Capítulo 121: El shīdì menor vivirá conmigo

Arco | Volúmen:

No disponible.

Estado Edición:

Editado

Ajustes de Lectura:

TAMAÑO:
FUENTE:

Al ver que el shīdì también tenía el rostro lleno de incomprensión, Wen Qiao sintió que por fin alguien la entendía.

Satisfecha, continuó:

—Después no sé qué le dijo Lin Jin Xing, pero desde entonces Ye Zhi Ling ya no volvió a pensar en comérselo y, al contrario, protegía muchísimo ese huevo.

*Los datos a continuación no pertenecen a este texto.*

PR #54, opened 2025-05-07
ci(cuda): update to `12.9.0`

romintomasetti:


.github/workflows/build.yml
```diff
@@ -89,7 +89,7 @@ jobs:
               with:
                   context: .
                   platforms: ${{ matrix.platforms }}
-                  push: ${{ github.ref == 'refs/heads/develop' }}
+                  push: true #${{ github.ref == 'refs/heads/develop' }}
```
romintomasetti: Revert this before merging.

.github/workflows/build.yml
```diff
@@ -43,7 +43,7 @@ jobs:
                 include:
                     - backend        : Cuda
                       compiler_family: gcc
-                      base_image     : nvidia/cuda:12.8.1-devel-ubuntu24.04
+                      base_image     : nvidia/cuda:12.9.0-devel-ubuntu24.04
```
romintomasetti, line 46: Our runner still has its driver pointing to `12.8`. I've `apt update` it but it's still on `12.8`.

Let's wait a bit.

maartenarnst: OK. Could also be worth it to try `sudo ubuntu-drivers install`.

PR #60, opened 2025-05-07
timer: rename 'reset' to 'start'

romintomasetti:
## Summary

We decided to rename the `reset` to `start`.

## Related to

- extracted from #43


maartenarnst (approved):
OK! All good indeed!

PR #75, opened 2025-05-15
callbacks(matchers): add event id matcher

romintomasetti:
## Summary

This PR introduces (yet another) matcher that matches events based on their `event_id` field, if any.

## Related to

- extracted from #43

### DIFF
--- a/include/kokkos-utils/callbacks/Events.hpp
+++ b/include/kokkos-utils/callbacks/Events.hpp
@@ -261,15 +261,22 @@ concept NamedEvent =
         { event.name } -> std::same_as<std::string&>;
     };
 
-//! Concept to constrain any event type that is one of the given event types.
-template <typename T, typename... EventTypes>
-concept EventOneOf = impl::type_list_contains_v<T, EventTypes...>;
+//! Concept to constrain any event type that has a member variable @c event_id.
+template <typename EventType>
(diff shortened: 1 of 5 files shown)


include/kokkos-utils/callbacks/Events.hpp
```diff
@@ -261,6 +261,12 @@ concept NamedEvent =
         { event.name } -> std::same_as<std::string&>;
     };
 
+//! Concept to constrain any event type that has a member variable @c event_id.
+template <typename EventType>
+concept IdentifiableEvent = Event<EventType> && requires (EventType& event) {
```
maartenarnst: Should we do actually `IndexedEvent`? To be consistent with `NamedEvent` and `EnqueuedEvent`?

maartenarnst:
```suggestion
concept IdentifiableEvent = Event<EventType> && requires (EventType event) {
```

romintomasetti: :+1:

romintomasetti: :+1:

romintomasetti (commented):
:green_circle:

maartenarnst (approved):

Pero aun así, eso demuestra que entre los discípulos que ha formado Nan You Xianzun no hay ninguno normal. Así que, shīdì, recuerda esto: aunque tengas que hacer una alianza matrimonial con un viejo monstruo milenario, jamás elijas a un discípulo de Nan You Xianzun.

Yuan Rong: —…

Pero él jamás había pensado en una alianza matrimonial.

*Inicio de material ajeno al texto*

PR #77, opened 2025-05-15
callbacks(matchers): refactor `EventBeginEnd[Event]IdMatcher`

romintomasetti:
## Summary

This PR renames `EventBeginEndEventIdMatcher` to `EventBeginEndIdMatcher`, and refactors it to make it simpler and aligned with what `Kokkos` promises.

## Related to

- needs #75 
- extracted from #43


include/kokkos-utils/callbacks/EventBeginEndIdMatcher.hpp
```diff
@@ -0,0 +1,46 @@
...
+ * The @ref matcher can be used to match a specific begin event of type @p BeginEventType.
+ *
+ * @note The identifiable event type set is composed of begin and end event types. For a given begin event
+ *       type, there is only one end event type that @c Kokkos guarantees will potentially have the same
+ *       @c event_id as the begin event.
+ *       For instance, given a @ref BeginParallelForEvent event, only one @ref EndParallelForEvent event
+ *       should match.
+ */
+template <Matcher BeginMatcherType, BeginEvent BeginEventType> requires MatcherFor<BeginMatcherType, BeginEventType>
+struct EventBeginEndIdMatcher
```
maartenarnst, line 22: We need to see if we keep the two call operators. One challenge is the case where we'd want the start and stop to be the same event type. In this case, having two functions wouldn't work.

maartenarnst: OK. Sorry. I see better now. We impose it to be the paired event.

maartenarnst, line 22: We should think of whether we should rename it using "start" and "stop".

The `BeginParallelFor`, `BeginParallelReduce`, `BeginParallelScan` are "begin" events in `Kokkos`. For these events, `Kokkos` profiling uses a `BeginFunction`. On our side we have a `BeginEvent` concept.

And so here we're generalising to many more events. And `Start` and `Stop` would be a way to suggest that we're not aligned with "Begin" and "End" from `Kokkos` here.

romintomasetti: The role of the event ID is nothing else but tagging two events of the same nature, one beginning and one ending.

maartenarnst: OK. Got it! I hadn't thought of that we also want there to be an `event_id` member. I understand better the note now too. 👍

include/kokkos-utils/callbacks/EventBeginEndIdMatcher.hpp
```diff
@@ -0,0 +1,46 @@
...
+/**
+ * @brief Match a begin event and its corresponding end event based on their @c event_id.
+ *
+ * The @ref matcher can be used to match a specific begin event of type @p BeginEventType.
+ *
+ * @note The begin and end event types, constrained by the @ref BeginEvent and @ref EndEvent concepts,
+ *       respectively, have an @c event_id member. For a given event of a begin event type, there is
+ *       only one event of the corresponding end event type that will potentially have the same
+ *       @c event_id as the begin event. For instance, given a @ref BeginParallelForEvent
+ *       event, only one @ref EndParallelForEvent event should match.
```
maartenarnst, line 19: I have updated a bit the sentences. I removed the sentence that said that "Kokkos guarantees that ...". Because in the case of our manager, it's our manager that sets the event ids. And with `kokkos-tools`, it would be the tool that sets the event ids.

include/kokkos-utils/callbacks/Events.hpp
```diff
@@ -276,7 +276,24 @@ concept EnqueuedEvent = Event<EventType> && requires (EventType event) {
...
+struct PairedEventType;
 
+#define PAIRED_EVENT_TYPE(__begin_eventtype__, __end_eventtype__) \
+    template <> \
+    struct PairedEventType<__begin_eventtype__> { using type = __end_eventtype__; };
+
+PAIRED_EVENT_TYPE(BeginParallelForEvent,    EndParallelForEvent)
+PAIRED_EVENT_TYPE(BeginParallelReduceEvent, EndParallelReduceEvent)
+PAIRED_EVENT_TYPE(BeginParallelScanEvent,   EndParallelScanEvent)
+PAIRED_EVENT_TYPE(BeginFenceEvent,          EndFenceEvent)
```
maartenarnst: Here, I've limited the pairs to the pairs that we're currently using with `BeginEndEventIdMatcher`.

romintomasetti: I wouldn't do that. I've explicitly avoided the name `BeginEndPair` to allow `PairedEvent` to embrace a broader goal.

maartenarnst: OK. Added them back!

maartenarnst (approved):
🟢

Al mismo tiempo, el sol ya se había puesto. Sobre la plataforma seguía de pie Lin Hao.

Y Lin Hao fue oficialmente nombrado el discípulo principal de esta generación.

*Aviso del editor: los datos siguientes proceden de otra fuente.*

PR #155, opened 2019-02-08
Add a project for testing utilities

tomrijnbeek:
This PR adds a new project that can contain testing utilities. These testing utilities are meant to be used to make testing easier if you use some of our types (such as Maybe) by abstracting away common checks.

### DIFF
--- a/testing/Class1.cs
+++ b/testing/Class1.cs
@@ -1,0 +1,4 @@
+﻿namespace Bearded.Utilities.Testing
+{
+    public class Class1 { }
+}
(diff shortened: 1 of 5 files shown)


testing/Class1.cs
```diff
@@ -0,0 +1,4 @@
+﻿namespace Bearded.Utilities.Testing
+{
+    public class Class1 { }
```
amulware: New phone, who dis?

tomrijnbeek: I wasn't sure if the project would even build without any classes, and I wanted to keep the project creation PR separate from the implementation of the first helper /shrug

tomrijnbeek:
Now ready for review as new artifact is correctly picked up.

testing/Class1.cs
tomrijnbeek: Or maybe the builder doesn't care...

Shi Ting Feng suspiró con emoción. Era la segunda vez que veía a Lin Hao, y cada vez que lo veía, el otro lograba sorprenderlo.

Jamás habría imaginado que aquel niño al que nadie veía con buenos ojos —salvo Nan You Xianzun— ahora se convertiría en el discípulo principal de esta generación de Canghai Wuya.

Al terminar la ceremonia, Shi Ting Feng no se marchó de inmediato, sino que se acercó a Lin Hao.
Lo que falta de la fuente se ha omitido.